Category Descriptive Accounts

Type Publication Account

Permalink http://canmore.org.uk/event/587279

NB03 1 DUN BHARABHAT 1 ('Loch Baravat', 'Dun Baravat 1')

NB/0987 3530

This probable ground-galleried broch or massive gallery-walled round-house, together with submerged dun or roundhouse close by, in Uig, Lewis, are both situated on an small islet in a loch, about 21m (70 ft) from the end of an adjacent promontory and connected to it by a causeway (excavation visited in June 1985).

1. Introduction

Loch Baravat itself is about 30m (100 ft) above sea level and is surrounded by low stony hills [3, Plate 1]. A shallow ravine leads down from the surrounding ground towards the lower ground and the sea. The name of the loch evidently comes from the Norse 'Borgarvatn', meaning 'lake of the stronghold' (Thomas 1890, 388).

The land structure was originally classified as an island dun [2] but excavations by the Dept. of Archaeology, University of Edinburgh, from 1985-87 revealed that it was a gallery-walled broch or massive roundhouse; the term preferred by the excavator is “complex Atlantic roundhouse” (see Section 6.5 above). The explorations also revealed a succession of submerged smaller stone roundhouses next to the islet, which produced a large quantity of implements of wood as well as valuable environmental evidence. These structures were thought at first to be somewhat older than the building on the islet but the whole complex was probably occupied simultaneously. Certainly the material culture in both areas was similar, the pottery in particular being indistinguishable.

The work at Dun Bharabhat is of considerable significance because the true nature of the 'broch' or 'roundhouse' itself was not seen until excavation started. It turned out to be a somewhat anomalous structure which does not fit clearly into the standard categories of Hebridean Iron Age buildings and thus emphasises the point made by the excavator [3, 102 ff], and also in Section 6.5 above; there is a much greater variety of broch-like sites in the western maritime part of the Atlantic Province than on the mainland and the northern islands. The date of the building and of the associated material culture is clearly of first importance and has been pinned down reasonably well – though perhaps not as well as one would like – by radiocarbon measurements (below).

Another reason for the importance of Dun Bharabhat is that it has given us a new insight into the economy and organisation of an Iron Age island round-house and its community. If the extensive underwater excavations had not been carried out we would have no idea that the roundhouse had an annexe to it which was used for a variety of purposes, and little idea of the range of artifacts of organic materials which were used therein. One wonders how many other island brochs and duns had these outlying buildings, now submerged.

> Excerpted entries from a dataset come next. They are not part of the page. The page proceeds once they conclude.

PR #2795, opened 2026-04-29
Fix get_history_metadata() raising YFPricesMissingError for valid tickers (#2745)

### LINKED ISSUE #2745: get_history_metadata() raises YFPricesMissingError for valid tickers when intraday data is unavailable

Jaypatel1511:
## Summary

Fixes #2745 — `get_history_metadata()` raised `YFPricesMissingError` for valid, non-delisted tickers (e.g. `ROG.SW`) even after `history()` succeeded, because the optional intraday enrichment call failed and was not caught.

Two bugs fixed in `scrapers/history.py`:

### Bug 1 — good metadata overwritten by failed fetch (line ~240)

`history()` unconditionally wrote `self._history_metadata = meta` after every fetch. When the intraday enrichment request returned no data, `meta` was `{}`, silently destroying the `currency`, `exchangeName`, `timezone`, etc. already cached from a prior successful `history()` call.

**Fix:** only overwrite `_history_metadata` when the new meta is non-empty, or when it has never been set:

```python
# Before
self._history_metadata = meta

# After
if meta or self._history_metadata is None:
    self._history_metadata = meta
```

### Bug 2 — YFPricesMissingError propagates from optional enrichment call

`get_history_metadata()` called `_get_history_cache(period="5d", interval="1h")` to populate `tradingPeriods`. For some tickers/exchanges (e.g. Swiss exchange), intraday data is unavailable and this raised `YFPricesMissingError`, even though all core metadata was already cached.

**Fix:** catch `YFPricesMissingError` around the enrichment call and return whatever metadata is already available:

```python
# Before
self._get_history_cache(period="5d", interval="1h")['prices']

# After
try:
    self._get_history_cache(period="5d", interval="1h")['prices']
except YFPricesMissingError:
    pass  # tradingPeriods is optional enrichment; return whatever metadata we have
```

## Test plan

- [x] Added `tests/test_get_history_metadata.py` with 4 regression cases
- [x] Verified good metadata is preserved after a failed intraday fetch
- [x] Verified `get_history_metadata()` returns cached metadata instead of raising
- [x] All 23 unit tests pass

### DIFF
--- a/tests/test_get_history_metadata.py
+++ b/tests/test_get_history_metadata.py
@@ -1,0 +1,125 @@
+"""
+Regression tests for issue #2745:
+get_history_metadata() raised YFPricesMissingError for valid tickers (e.g. ROG.SW)
+when the intraday enrichment request returned no data, even though history() had
+already populated _history_metadata with currency, exchangeName, timezone, etc.
+
+Two bugs fixed:
+  1. history() always overwrote _history_metadata with {} on a failed fetch,
+     destroying previously cached good metadata.
+  2. get_history_metadata() let the optional intraday fetch propagate
+     YFPricesMissingError instead of returning the metadata already cached.
+"""
+import unittest
+from unittest.mock import MagicMock, call, patch
+
+from yfinance.scrapers.history import PriceHistory
+from yfinance.exceptions import YFPricesMissingError
+
+
+def _make_ph(json_payload):
+    """Return a PriceHistory whose HTTP layer returns json_payload."""
+    mock_resp = MagicMock()
+    mock_resp.text = ""
+    mock_resp.json.return_value = json_payload
+
+    mock_data = MagicMock()
+    mock_data.get.return_value = mock_resp
+    mock_data.cache_get.return_value = mock_resp
+
+    return PriceHistory(data=mock_data, ticker="FAKE", tz="America/New_York")
+
+
+def _good_chart(meta: dict) -> dict:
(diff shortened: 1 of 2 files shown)


etbala:
`get_history_metadata` is used in `yf.Ticker`, so the tests for it should go in `test_ticker.py`.

Also this if statement does do what you said, but the way it is written it reads like you are checking if either meta or history_metadata is None, something a little more explicit might be nice.
```py
if meta or self._history_metadata is None:
    self._history_metadata = meta
```

ValueRaider:
> but the way it is written it reads like ...

@etbala TBF codebase is already littered with similar statements, mostly in `history.py`

ValueRaider:
rebase to dev https://ranaroussi.github.io/yfinance/development/code.html

Jaypatel1511:
Rebased onto dev.

etbala:
> `get_history_metadata` is used in `yf.Ticker`, so the tests for it should go in `test_ticker.py`.

@Jaypatel1511 Just in case it wasn't clear, this is still an issue.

The first part of the excavation report has appeared [3]. However this entry gives a fairly detailed summary of the most important information therein, firstly because the site is important as explained, and secondly because the report is a publication of the Dept. of Archaeology in Edinburgh and may not be widely available outside Scotland. Only a selection of the pottery found is illustrated here.

2. The roundhouse

2.1 The structure

The oval building rises from the water's edge on all sides except on the east where there is about 3.6m (12 ft) of ground (it was in this wider area that the submerged structures were found). Much damage was done to the main building when a sheep dip was built nearby in about 1911 [2], but signs of the collapse of part of the wall in ancient times were also observed. No intra-mural features were noted before the excavations began. A causeway paved with stepping-stones connects the island with the shore to the east.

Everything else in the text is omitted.